Task requirements | Reproduce every line of the material, exactly as given.

Source material |

PR #979, opened 2019-07-15
Autogenerate common Istio annotations

nmittler:


annotation/annotations.gen.go
```diff
@@ -0,0 +1,285 @@
+// Copyright 2019 Istio Authors
```
geeknoid: No need for a copyright on a generated file.

annotation/annotations.yaml
```diff
@@ -0,0 +1,136 @@
+annotations:
```
geeknoid: This one could use a copyright.

annotation/annotations.gen.go
```diff
@@ -0,0 +1,271 @@
...
+//
+// nolint: lll
+//go:generate go run $GOPATH/src/istio.io/api/annotation/cmd/gen/main.go --input=$GOPATH/src/istio.io/api/annotation/annotations.yaml --output=$GOPATH/src/istio.io/api/annotation/annotations.gen.go
+//go:generate goimports -w annotations.gen.go
+
+package annotation
+
+var (
+	IngressClass = Instance{
+		Name: "kubernetes.io/ingress.class",
```
nmittler: @geeknoid I suspect I should remove non-Istio annotations (this is the only one) ... wdyt?

nmittler: Decided to just remove it.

Solution for this task |
PR #979, opened 2019-07-15
Autogenerate common Istio annotations

nmittler:


annotation/annotations.gen.go
```diff
@@ -0,0 +1,285 @@
+// Copyright 2019 Istio Authors
```
geeknoid: No need for a copyright on a generated file.

annotation/annotations.yaml
```diff
@@ -0,0 +1,136 @@
+annotations:
```
geeknoid: This one could use a copyright.

annotation/annotations.gen.go
```diff
@@ -0,0 +1,271 @@
...
+//
+// nolint: lll
+//go:generate go run $GOPATH/src/istio.io/api/annotation/cmd/gen/main.go --input=$GOPATH/src/istio.io/api/annotation/annotations.yaml --output=$GOPATH/src/istio.io/api/annotation/annotations.gen.go
+//go:generate goimports -w annotations.gen.go
+
+package annotation
+
+var (
+	IngressClass = Instance{
+		Name: "kubernetes.io/ingress.class",
```
nmittler: @geeknoid I suspect I should remove non-Istio annotations (this is the only one) ... wdyt?

nmittler: Decided to just remove it.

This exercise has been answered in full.